• [Activity]: The expected output is the set of lines below beginning at the one that contains "- Create password protected profile" and ending at the final line, reproduced exactly.

• [Data supplied]:
PR #159, opened 2022-08-26
refactor: skip welcome screen if only one profile

alfonsobries:
## Summary

PR https://app.clickup.com/t/2p2urhj

When you only have one profile it available, it shows a "Using profile [profileName]" toast and redirects the user to the deep-linked page

Notice that the "Using profile [profileName]" toast is not part of the task description but used to replace the "You should select a profile to access this URL" used when you have more than one profile.

## Checklist

-   [ ] Ready to be merged


src/domains/profile/pages/Welcome/Welcome.tsx
```diff
@@ -180,6 +180,29 @@ export const Welcome = () => {
...
+		// appears and disappears.
+		let navigateTimeout: ReturnType<typeof setTimeout> | undefined;
+
+		if (!isDeeplink()) {
+			return;
+		}
+
+		navigateTimeout = setTimeout(() => {
+			if (profiles.length === 1) {
+				navigateToProfile(profiles[0]);
```
goga-m, line 195: Hey @alfonsobries I it should be also safe to mark it as clicked here, so it would ignore the user clicks on profile while validating URI.
```suggestion
				isProfileCardClickedOnce.current = true;
				navigateToProfile(profiles[0]);
```

goga-m (approved):

samharperpittam (changes requested):
If a profile is password protected and it's the only profile to exist, when a uri is loaded the 'Password" modal should show by default to log the user in. Currently the user is just taken to the Welcome page.

samharperpittam (changes requested):
Also trying to open a profile that is password protected appears to not work correctly.

- Create password protected profile
- Open URI
- See "Validating URI" toast
- Try to open profile, password modal doens't show.

samharperpittam (approved):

• [Completed task]:
- Create password protected profile
- Open URI
- See "Validating URI" toast
- Try to open profile, password modal doens't show.

samharperpittam (approved):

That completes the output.